Bainham is a settlement in the Tasman District of New Zealand. Originally called Riverdale, it is located inland from Golden Bay,  southwest of Collingwood.

Located in the Aorere valley, Bainham is situated on the northwestern side of the Aorere River. The settlement was originally called Riverdale, but when a post office was established there in 1896, a name change was required to avoid confusion with similarly named places, including Riversdale in Southland and Riverdale in Gisborne. The chosen name, Bainham, is a portmanteau of the surnames of two of the first European families to settle in the area, Bain and Graham. A telegraph office opened at Bainham in 1898.

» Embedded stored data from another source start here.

PR #874, opened 2022-03-30
Revert "Update django-q to fix migration error"

### LINKED ISSUE #808: Missing migrations

lydiascarf:
This reverts commit b187474e87733ea506e26929fed569f2fc97b0e2.

## Overview

The original upgrade was to resolve #808, but what I didn't realize at the time was that upgrading django-q currently breaks the local analysis functionality.


KlaasH (approved):
Yeah, this is a bummer, and we need to address the chain of outdated components that are standing in the way of updating this one, but for now this makes sense. :+1:

PR #878, opened 2022-04-01
Make max trip distance configurable by UI (#866)

### LINKED ISSUE #866: Add ability to change analysis max trip distance
PFB has been getting requests to change the trip distance defaults in the BNA. Rather than having to rely on
running a local analysis to change the NB_MAX_TRIP_DISTANCE and NB_BOUNDARY_BUFFER parameters, they
would like to able able to change this input from the tool’s admin UI, similar to the way the “Run Analysis” page
accepts an OSM file via a URL. To accomplish this, we'll need to add fields to the job model, the form for creating jobs,
and the batch job setup.

If no specific value is given for `NB_BOUNDARY_BUFFER`, it gets set within the analysis scripts to be equal to `NB_MAX_TRIP_DISTANCE`.  I don't think there's any need to adjust it separately, so we can just rely on that behavior to keep the two variables in sync.

`NB_MAX_TRIP_DISTANCE` is defined in meters, so the field should make that clear and should only accept positive integer values. The default is 2680.

jacobscarfmerrell:
## Overview

Client wanted to run interactive and batch analyses using
the angularjs client without having to use the default max
trip distance value of 2680 meters. This was previously only
possible by setting the NB_MAX_TRIP_DISTANCE environment
variable before running `scripts/run-local-analysis` locally.

### Demo

Screenshot from 2022-04-01 15-59-17
Screenshot from 2022-04-01 15-59-25

## Testing Instructions

 * `./scripts/setup`
 * in another tab `./scripts/server`
 * go to http://localhost:9301/admin#/admin/analysis-jobs/create/batch/ 
 * give it a shapefile (feel free to slack me for one) and a trip distance
 * check that the logged commands have the NB_MAX_TRIP_DISTANCE you set
 * check that the analysis jobs in the UI have the correct max trip distance
 * go to http://localhost:9301/admin#/admin/analysis-jobs/create/
 * pick a neighborhood and set a different trip distance from before
 * check that the logged command has the new NB_MAX_TRIP_DISTANCE you set
 *  check that the analysis job in the UI has the new correct max trip distance

## Checklist

Resolves #866


KlaasH (approved):
Looks good!  The individual and batch creation process worked as expected, and I ran jobs for two versions of the same place with different distances to confirm that the calculations were affected by the change.  One note (in two places) below re the field label, but with that tweak this is good to go :+1:

ktohalloran (approved):
Looks great, thanks for inviting me to review!

KlaasH (changes requested):
I forgot that we had tests for `create_from_shapefile` in the Django app. (I also assumed the CI failure was just from squirrelliness rather than looking to see what the error was. Oops. Though to be fair the first build failure was just a transient 500 error from Quay.io.)

Looking at your fixup for the tests made me think it would be nice to have the `max_trip_distance` param be optional for `create_from_shapefile` rather than having to pass `None` when we don't want an override.

Also, `None` gets a bit complicated, since the field is nullable, so if we end up passing `max_trip_distance=None` to `AnalysisJob.objects.create()` it will respect that and leave the field blank rather than using the default.  Which isn't the end of the world, since the analysis itself will fill in the default, but I think it makes sense to save it on the job.

I also noticed, in testing to see how the None case would actually show up on the jobs, that the Run Batch form submission would crash if Max Trip Distance wasn't set.

I ended up writing out the changes to make sure what I was envisioning would work both with and without a `max_trip_distance` value and would allow the tests to run without modification.  Also, having been reminded that we have those tests, I went ahead and added a couple to check this behavior.

Here's the commit: https://github.com/azavea/pfb-network-connectivity/commit/73075704060381951b9c448d4bb01212b7ede461

Note: It's based on the first commit in this branch, so if you want to `git cherry-pick` it in, you'll also want to drop the fixup commit to avoid conflicts.

PR #879, opened 2022-04-08
Destination types with no locations are N/A (#867)

### LINKED ISSUE #867: Remove destination types with no locations
On the detail page, some places show destination types with no locations (e.g., Community Centers, 0). Since this can be a point of confusion for users, PFB would like to remove the destination types without locations for a particular place from the left panel.

The contract description says "by preventing those scores from being written to the results file", but that would mean the analysis jobs that were just run without this change in place would keep showing types with no locations until they were replaced next year.  So if it's feasible to make the distinction on the front-end, it seems preferable to suppress destination types with no value there.  If not, changing the analysis export will do (plus making sure that the front-end is fine with some fields being missing/different analysis jobs having different lists of destination types).

jacobscarfmerrell:
## Overview

In the places detail and compare pages, there has been no way to
differentiate between destination types without instances in the given
place and destination types with instances that are inaccessible by low
stress routes. The former are now marked N/A; the latter are marked 0.

### Demo

detailscreen
comparescreen

## Testing Instructions

 * `./scripts/setup`
 * `vagrant ssh`
 * `./scripts/server`
 * if you don't have any places yet when you go to [all places](http://localhost:9301/admin#/places////)
   * go to http://localhost:9301/admin#/admin/analysis-jobs/create/batch/ 
   * give it a shapefile (feel free to slack me for one)
* go to http://localhost:9301/admin#/places//// and select a place
* for any metric that shows N/A, the associated geojson in your s3 bucket should have 0 features
* for any metric that shows 0, the associated geojson in your s3 bucket should have 1+ features
* the above two bullets should also be true if you go to http://localhost:9301/admin#/places//// then compare two places

## Checklist

Resolves #867

### DIFF
--- a/CHANGELOG.md
+++ b/CHANGELOG.md
@@ -14,6 +14,7 @@ and this project adheres to [Semantic Versioning](http://semver.org/spec/v2.0.0.
 - Upgrade base VM from Ubuntu 16.04 to 20.04
 - Add State Abbreviation, City FIPS to Admin Analysis Jobs table
 - Add Max Trip Distance (meters) to Admin Analysis Jobs forms
+- Make Places service show N/A for destination types w/o locations
 
 #### Fixed
 - Fix email sending
--- a/src/angularjs/src/app/components/places.service.js
+++ b/src/angularjs/src/app/components/places.service.js
@@ -9,13 +9,26 @@
     'use strict';
 
     /* @ngInject */
-    function Places($q, $log, Neighborhood, AnalysisJob) {
+    function Places($q, $http, $log, Neighborhood, AnalysisJob) {
 
         var module = {
             getPlace: getPlace
         };
 
         return module;
+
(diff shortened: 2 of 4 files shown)


KlaasH (changes requested):
This looks good, and it's nice that we can do it in the frontend and don't need to change the analysis itself or wait for next year's run to see the resulting change.

In addition to the Menomonee Falls example, which has some good N/As but doesn't actually have any true zeroes, I grabbed the boundary and ran an analysis for [Pelham Manor, NY](https://bna.peopleforbikes.org/#/places/e46046fe-d943-4e6b-974f-8ece05eafc12/), which has a lot of zeroes, some of which are N/As but several of which are true zeroes.

There are a couple things noted below that need to be fixed up, but with those I think it'll be in good shape.

KlaasH (approved):
:+1: Looks good!

PR #883, opened 2022-04-26
Drop unmaintained angular-file-saver

BryanQuigley:
This also broke the build.
I grepped for SaveAs and couldn't find it used anywhere.


BryanQuigley:
Not sure how to test this as I can't find it being used.

KlaasH (approved):
Yeah, I don't know if it was ever used, but it certainly isn't now.  It might have come in with some code that was copied/adapted from elsewhere and the part that used it got dropped.  Anyway, yeah, we don't need it :+1:

PR #887, opened 2022-05-06
Adjust vagrant params and analysis job environment params to fix errors found while testing

KlaasH:
## Overview

Two small fixes for issues I ran into while testing things:
- some of the parameters in the Vagrantfile stopped working when I upgraded to Virtualbox 6
- the analysis job submission wasn't working on staging because the boto client (or the AWS API? comes to the same thing) wants the values in the `environment` parameter to be strings, not numbers.

See the commit messages for a little bit more detail.

## Testing Instructions

I'm not sure how much testing this warrants, but it's worth checking that your VM comes up fine and that you can at least kick off an analysis job.  Testing it again on staging (I didn't test the changed code, but I did test that casting the param to a string made the job submission work in `shell_plus` on the staging instance) probably isn't worth the trouble.

## Checklist

- [ ] ~Add entry to CHANGELOG.md~ (too small)

### DIFF
--- a/Vagrantfile
+++ b/Vagrantfile
@@ -8,7 +8,7 @@ PFB_SHARED_FOLDER_TYPE = ENV.fetch("PFB_SHARED_FOLDER_TYPE", "nfs")
 
 if PFB_SHARED_FOLDER_TYPE == "nfs"
   if Vagrant::Util::Platform.linux? then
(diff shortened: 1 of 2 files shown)


jacobscarfmerrell:
fixed the vpn, everything's working 100% now

PR #888, opened 2022-05-09
Drop rds parameter groups as part of db upgrade

### LINKED ISSUE #859: Upgrade Postgresql in development and staging
AWS is end-of-life-ing Postgresql 9.6, and will forcibly upgrade us to version 12 after ~January 18th~ April 26th.

Further details: https://forums.aws.amazon.com/ann.jspa?annID=8499

BryanQuigley:
The way we specify db parameter group doesn't work well for upgrades.  Removing it is much simpler.

### Notes

Happy to update and remove terraform-rds entirely as I've done for other projects - this may help with eventually upgrading terraform.

## Testing Instructions

 * Confirm stg still works
 * Review parameter group values

Resolves #859

### DIFF
--- a/deployment/terraform/database.tf
+++ b/deployment/terraform/database.tf
@@ -10,48 +10,6 @@ resource "aws_db_subnet_group" "default" {
   }
 }
 
-resource "aws_db_parameter_group" "default" {
-  name        = "${var.rds_database_identifier}"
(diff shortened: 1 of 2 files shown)


KlaasH (approved):
:+1:

Issue #760, opened 2019-09-12
Update docker and terraform versions


KlaasH:
Per @flibbertigibbet on PR #759:
> I noticed some deployment dependencies and roles could use updating, in group_vars/all.example (docker_compose_version and terraform_version, and probably docker_version as well, it's not clear to me what version ECS should be on from [this](https://docs.aws.amazon.com/AmazonECS/latest/developerguide/container_agent_versions.html)) and in roles.yml (terraform and docker).

The `docker_version` should match the version in the AMI we're using, which means I should have changed it when I changed the AMI for [issue #579](https://github.com/azavea/pfb-network-connectivity/issues/579).  I doubt there's a whole lot of risk arising from having them not match, but it makes sense to align the development and deployed environments as closely as we can.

In 1906, the population of Bainham was over 100, with the main activities in the area being dairy farming, gold mining in the Quartz Ranges, further up the Aorere River, and timber milling.

A new combined post office and general store was built in 1928 by the local postmaster, Edward Bates Langford. He leased part of the building to the Post Office and Telegraph Department to provide postal services, while using the remainder as a store. Langford's granddaughter, Lorna Langford, took over as postmistress in 1952 and the running of the general store in 1954. She ran the businesses until retiring in 2009. Lorna Langford died in 2020. The building was accorded historic place category 2 listing by Heritage New Zealand in 1990, and has become a tourist attraction in its own right.

Bainham is the nearest settlement to the northern end of the Heaphy Track,  to the southwest, and is a gateway to the Kahurangi National Park.